PR #211, opened 2017-07-25
hashring.LookupN returns ordered results

malandrew:
The previous implementation of LookupN used a map internally to guarantee uniqueness, but when converted to a slice, ordering of servers in the hashring is lost. This diff updates the internal implementation to maintain a pointer to a slice that is appended during the depth-first search of the red-black tree. This ordered result is converted to a slice of strings to return to the caller.

cc/ @yulunli @akshayjshah

### DIFF
--- a/hashring/hashring.go
+++ b/hashring/hashring.go
@@ -391,9 +391,9 @@ func (r *HashRing) lookupNNoLock(key string, n int) []string {
 	// collected all the servers we want, we have reached the
 	// end of the red-black tree and we need to loop around and inspect the
 	// tree starting at 0.
-	r.tree.LookupNUniqueAt(n, replicaPoint{hash: hash}, unique, &orderedUnique)
+	r.tree.LookupOrderedNUniqueAt(n, replicaPoint{hash: hash}, unique, &orderedUnique)
 	if len(unique) < n {
-		r.tree.LookupNUniqueAt(n, replicaPoint{hash: 0}, unique, &orderedUnique)
+		r.tree.LookupOrderedNUniqueAt(n, replicaPoint{hash: 0}, unique, &orderedUnique)
 	}
 
 	var servers []string
--- a/hashring/hashring.go
+++ b/hashring/hashring.go
@@ -383,10 +383,6 @@ func (r *HashRing) LookupN(key string, n int) []string {
 
 // This function isn't thread-safe, only call it when the HashRing is locked.
 func (r *HashRing) lookupNNoLock(key string, n int) []string {
-	if n >= len(r.serverSet) {
-		return r.copyServersNoLock()
-	}
-
 	hash := r.hashfunc(key)
 	unique := make(map[valuetype]struct{})
 	orderedUnique := make([]valuetype, 0, n)
--- a/hashring/hashring.go
+++ b/hashring/hashring.go
@@ -389,18 +389,19 @@ func (r *HashRing) lookupNNoLock(key string, n int) []string {
 
 	hash := r.hashfunc(key)
 	unique := make(map[valuetype]struct{})
+	orderedUnique := make([]valuetype, 0, n)
 
 	// lookup N unique servers from the red-black tree. If we have not
 	// collected all the servers we want, we have reached the
 	// end of the red-black tree and we need to loop around and inspect the
 	// tree starting at 0.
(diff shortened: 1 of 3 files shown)


malandrew:
FWIW, I'm adding this so I can then add ordered LookupN to the router. My service is stateful and push based, so on graceful shutdown I have an interest in iterating through the N servers in the ring. If the forward fails to the first server, go to the next. If that fails, go to the next, etc.

hashring/hashring.go
```diff
@@ -389,18 +389,19 @@ func (r *HashRing) lookupNNoLock(key string, n int) []string {
...
 	hash := r.hashfunc(key)
 	unique := make(map[valuetype]struct{})
+	orderedUnique := make([]valuetype, 0, n)
 
 	// lookup N unique servers from the red-black tree. If we have not
 	// collected all the servers we want, we have reached the
 	// end of the red-black tree and we need to loop around and inspect the
 	// tree starting at 0.
-	r.tree.LookupNUniqueAt(n, replicaPoint{hash: hash}, unique)
+	r.tree.LookupNUniqueAt(n, replicaPoint{hash: hash}, unique, &orderedUnique)
```
akshayjshah: This is an unusual way to work with slices - it's typical to return the modified slice instead of passing pointers. Why pass a ref here?

hashring/hashring_test.go
```diff
@@ -310,7 +310,8 @@ func TestLookupNLoopAround(t *testing.T) {
 	ring.AddMembers(members...)
 
 	unique := make(map[valuetype]struct{})
-	ring.tree.LookupNUniqueAt(1, replicaPoint{hash: 0}, unique)
+	orderedUnique := make([]valuetype, 0, 1)
+	ring.tree.LookupNUniqueAt(1, replicaPoint{hash: 0}, unique, &orderedUnique)
```
akshayjshah: This doesn't test the correctness of the code you've added; please add unit tests to cover the new logic.

hashring/hashring_test.go
```diff
@@ -399,7 +400,7 @@ func (s *ProcessMembershipChangesSuite) TestAddMember0() {
 	s.ring.ProcessMembershipChanges([]membership.MemberChange{
 		{After: s.members[0]},
 	})
-	mock.AssertExpectationsForObjects(s.T(), s.l.Mock)
+	mock.AssertExpectationsForObjects(s.T(), &s.l.Mock)
```
thanodnl: This line seems to makes the tests fail with a panic.

hashring/hashring_test.go
thanodnl: I'd love a test for correctness here as well.

hashring/hashring.go
malandrew: The `append` in `findNUniqueAbove` replaces the previous slice with a new one at a different address. Is there a way I could accomplish this without using pointers to the slice and updating the pointer?

hashring/hashring_test.go
malandrew: Any suggestions on how to test this given the way the tests are written so far? Naively, I could just iterate a few times and confirm that the returned results for multiple interations of the same call are stable (i.e. same order), but that still wouldn't test that the order is what we expect.

hashring/hashring.go
akshayjshah: You could model this API after `append` and return the modified slice.

hashring/hashring_test.go
akshayjshah: If I understand this change correctly (debatable), you should be able to assert that (1) the returned slice has the correct length, (2) that the sort is stable, and (3) that the first item is the same as the returned value from `Lookup`.

@thanodl may have some ideas for more thorough testing; the only further tests I can imagine would require using the farmhash code directly.

malandrew: I just added tests. See what you all think. I did have to remove the optimization that copied the servers because it copied them out of order because it copies from a map. I also considered a straight traversal copy, but that would make the first server in the tree hot.

hashring/hashring.go
malandrew: Not sure I understand what you mean here. I somewhat suspect that what you're suggesting is what I ended up doing in my test code.

malandrew:
Unless there are no more objections, I'm going to land this in an hour. As far as I can tell all issues raised so far have been addressed.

:::::

What you will do | Wherever the string "modified" appears in a line of the records, copy that line.

Result of the task |
akshayjshah: This is an unusual way to work with slices - it's typical to return the modified slice instead of passing pointers. Why pass a ref here?
akshayjshah: You could model this API after `append` and return the modified slice.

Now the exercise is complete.